I had always wondered: If the famously-unlabeled buttons on the TOS bridge had been labeled, would those labels have been visible? In 2005, I did an experiment during the filming of “In A Mirror, Darkly” (ENT). For this experiment, I had hundreds of small clear labels printed with small numeric codes. I asked Alan Kobayashi to stick them onto most of the backlit “jellybean” buttons on the re-created TOS Enterprise bridge set, thereby labeling each button….

(14) BREAKING THE PIGGY BANK. Netflix may have stopped spending cash on original animation, but that does not mean they have stopped spending on other projects. SYFY Wire reports an eye-popping figure: “Stranger Things 4: Netflix spending $30 million per episode”.

Thanks to an ensemble celebrity cast and lavish location shoots that can take over an entire mall, Stranger Things has always had the feel of a big-budget, Steven Spielberg-inspired show. But the Hawkins arcade would need to collect more than just a truckload of quarters to cover the eye-popping cost of the series’ long-awaited fourth season.

A recent report at The Wall Street Journal reveals that Netflix is turning its wallet Upside Down and inside out to bring Stranger Things 4 to life, spending an average of $30 million on each of the smash hit series’ nine new episodes. That far eclipses the princely $13 million per-episode sum commanded by Season 4 of The Crown, the previously-reported most expensive show in the streamer’s original-series lineup….

(15) ON THE OTHER HAND. For the cost conscious among us, “House of the Dragon Budget: Under 20 Million Per Episode”. By Grabthar’s hammer, what a savings!

… If you’re wondering how HBO managed to keep the cost of “House of the Dragon” Season 1 from rising too much above what it paid for the final season of “Game of Thrones,” especially with even more CGI dragons expected to be flying around, the production insider says HBO is now so adept at these world-building series through years of not just “GoT,” but also producing “Westworld” and “His Dark Materials,” that the team can make a high-quality series as efficiently and effectively as possible….

(16) EVERYTHING AND MORE. [Item by Martin Morse Wooster.] In the March 20 New York Times Magazine, Alexandra Kleeman profiles Everything Everywhere All At Once star Michelle Yeoh, who explains why doing a multiverse movie (in which she plays a hibachi chef, a laundromat store owner, and a universe where everyone has fingers that look like Twinkies) was a stretch for her in a career that has taken her from Hong Kong super action movies to James Bond to Crazy Rich Asians. “Michelle Yeoh’s Quantum Leaps”.

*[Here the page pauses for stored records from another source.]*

Issue #5049, opened 2023-05-02
[CL]: incentives individual accum positions not exporting / importing


czarcas7ic:
## Background

[See the following commit](https://github.com/osmosis-labs/osmosis/pull/5024/commits/8e01a2634132b3105ad47b3d3188d82382d9a4c4). This fixed an issue where we did not import and export individual position's fee accum values. This exact fix will likely need to be done for the incentive accumulator positions as well.

CC @stackman27 since you are auditing that section of the code.

## Suggested Design

Look over above commit. Implement for incentives import export genesis logic.

## Acceptance Criteria

TBD

p0mvn:
Is this internal review related?

p0mvn:
Is this complete?

PR #5024, opened 2023-04-29
[CL Message Audit]: MsgCollectFees

czarcas7ic:
Clickup Checklist:
https://app.clickup.com/37420681/v/dc/13nzm9-19087/13nzm9-35247

## What is the purpose of the change

This PR includes changes made from the internal audit of MsgCollectFees.

## Brief Changelog

- exports `InitOrUpdatePosition` method in accum package (used in import genesis)
- adds `fee_accum_record` field to `PositionData`
  - added to fix bug where individual position's fee accums weren't getting imported or exported via genesis
  - expands init/export genesis tests to check for this new field
- drive by change that grabs largest position ID when using the localosmosis script
  - nextPositionId was not getting properly set without this change due to failed position messages skipping position Ids
- readme reformat
- readme additions specific to fee accum / collection
- adds `PrepareClaimableFees` test
- expands `TestQueryAndCollectFees`
- adds `IsPositionOwner` test

## Documentation and Release Note

  - Does this pull request introduce a new feature or user-facing behavior changes? (yes / no)
  - Is a relevant changelog entry added to the `Unreleased` section in `CHANGELOG.md`? (yes / no)
  - How is the feature or change documented? (not applicable   /   specification (`x/<module>/spec/`)  /  [Osmosis docs repo](https://github.com/osmosis-labs/docs)   /   not documented)

PR #5076, opened 2023-05-03
[CL][Internal Review][CollectIncentives] fix uptime Accumulator init genesis

stackman27:
Closes: [#5049](https://github.com/osmosis-labs/osmosis/issues/5049)

[See the following commit](https://github.com/osmosis-labs/osmosis/pull/5024/commits/8e01a2634132b3105ad47b3d3188d82382d9a4c4). This fixed an issue where we did not import and export individual position's fee accum values. This exact fix will likely need to be done for the incentive accumulator positions as well.

## Brief Changelog
n/a

## Testing and Verifying
added tests for initGenesis 


p0mvn:
Any updates here @stackman27 ? Is everything going alright? This change would be useful to have for some of the parallel work I'm doing in: https://github.com/osmosis-labs/osmosis/pull/5091

stackman27:
> Any updates here @stackman27 ? Is everything going alright? This change would be useful to have for some of the parallel work I'm doing in: #5091

hi @p0mvn working on test rn. Will try to have this r4r by tonight

x/concentrated-liquidity/incentives_test.go
```diff
@@ -3464,6 +3463,18 @@ func (s *KeeperTestSuite) TestQueryAndClaimAllIncentives() {
 			initSenderBalances := s.App.BankKeeper.GetAllBalances(s.Ctx, defaultSender)
 			initPoolBalances := s.App.BankKeeper.GetAllBalances(s.Ctx, clPool.GetAddress())
 
+			uptimeAccums, err := clKeeper.GetUptimeAccumulators(s.Ctx, validPoolId)
+			s.Require().NoError(err)
+
+			var oldAccumRecord []accum.Record
+			for _, uptimeAccum := range uptimeAccums {
```
p0mvn, line 3470: Please check `uptimeAccums` are non-empty

x/concentrated-liquidity/incentives_test.go
```diff
@@ -3534,6 +3545,25 @@ func (s *KeeperTestSuite) TestQueryAndClaimAllIncentives() {
 				}
 				s.Require().Equal(expectedCoins, amountClaimed)
 				s.Require().Equal(sdk.Coins(nil), amountForfeited)
+
+				uptimeAccumsNew, err := clKeeper.GetUptimeAccumulators(s.Ctx, validPoolId)
+				s.Require().NoError(err)
+
+				var newAccumRecord []accum.Record
+				for _, uptimeAccum := range uptimeAccumsNew {
```
p0mvn, line 3553: ditto

x/concentrated-liquidity/incentives_test.go
```diff
@@ -3534,6 +3545,25 @@ func (s *KeeperTestSuite) TestQueryAndClaimAllIncentives() {
...
+					positionName := string(types.KeyPositionId(DefaultPositionId))
+					accRecord, err := uptimeAccum.GetPosition(positionName)
+					s.Require().NoError(err)
+
+					newAccumRecord = append(newAccumRecord, accRecord)
+				}
+				expectedUptimeAccValue := sdk.NewDecCoinsFromCoins(sdk.NewCoin("bar", sdk.NewInt(100)), sdk.NewCoin("foo", sdk.NewInt(100)))
```
p0mvn, line 3560: Where are these values coming from? Why is it 100 of each coin?

Let's avoid hardcoding, even the denoms

x/concentrated-liquidity/keeper_test.go
```diff
@@ -131,13 +131,13 @@ func (s *KeeperTestSuite) validatePositionUpdate(ctx sdk.Context, positionId uin
 
 // validateTickUpdates validates that ticks with the given parameters have expectedRemainingLiquidity left.
 func (s *KeeperTestSuite) validateTickUpdates(ctx sdk.Context, poolId uint64, owner sdk.AccAddress, lowerTick int64, upperTick int64, expectedRemainingLiquidity sdk.Dec, expectedLowerFeeGrowthOutside, expectedUpperFeeGrowthOutside sdk.DecCoins) {
-	lowerTickInfo, err := s.App.ConcentratedLiquidityKeeper.GetTickInfo(s.Ctx, poolId, lowerTick)
+	lowerTickInfo, err := s.App.ConcentratedLiquidityKeeper.GetTickInfo(ctx, poolId, lowerTick)
```
p0mvn, line 134: Suggest removing context as a param and keeping `s.Ctx`. There is no reason to have a context param when there is one defined on the suite

p0mvn (commented):
Please consider splitting up changes into separate PRs for faster merge.

Also, updateAccumulatorToNow is an important change that deserves its own PR with a test to analyze it more in-depth

x/concentrated-liquidity/genesis.go
```diff
@@ -184,15 +196,35 @@ func (k Keeper) ExportGenesis(ctx sdk.Context) *genesis.GenesisState {
...
+		var uptimeAccumRecords []accum.Record
+
+		for _, uptimeAccum := range uptimeAccumObject {
+			uptimeAccumPositionRecord, err := uptimeAccum.GetPosition(uptimePositionKey)
+			if err != nil {
+				panic(err)
+			}
+
+			uptimeAccumRecords = append(uptimeAccumRecords, uptimeAccumPositionRecord)
+		}
```
p0mvn, line 221: Notice how here we are getting a position for every uptime.

Then in the import logic, for every exported position we initialize an uptime position which isn't correct.

I think the tests are passing because of being too simple where all records are the same. Please add test cases with different records, I think they might expose what I'm trying to point at

x/concentrated-liquidity/position.go
```diff
@@ -37,7 +37,6 @@ func (k Keeper) getOrInitPosition(
 // If a position is not present, it initializes the position with the provided liquidity delta.
 // If a position is present, it combines the existing liquidity in that position with the provided liquidity delta. It also
 // bumps up all uptime accumulators to current time, including the ones the new position isn't eligible for.
-// WARNING: this method may mutate the pool, make sure to refetch the pool after calling this method.
```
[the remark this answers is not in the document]
czarcas7ic: I personally like the warning there

czarcas7ic (commented):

… Approaching a role that bounds gleefully across so many modes and genres put Yeoh to the test. She showed me a photo of her script, dutifully flagged with adhesive tabs that denoted the genre of each scene she appears in (action sequences, comedic scenes, heavy-duty drama): The stack of pages bristled with color, like a wildly blooming flower. She experimented with different kinds of sticky notes. “With the fat ones, they were overlapping so much. So, I had to get the skinny ones,” she told me. “Oh, my God, it was a whole creative process. And then when I finished, I looked at it and go, Oh, my God, I’m in serious trouble.”…

(17) ACTOR OUT. Frank Langella is definitely out of his latest film – the 84-year-old is accused of sexual harassment: “Frank Langella Fired From Netflix’s ‘The Fall Of the House Of Usher’ After Probe” reports Deadline.

…Sources confirmed to Deadline TMZ‘s report from earlier this week that the investigation was launched after the 84-year-old actor had been accused of sexual harassment, including making inappropriate comments to a female co-star on set during work.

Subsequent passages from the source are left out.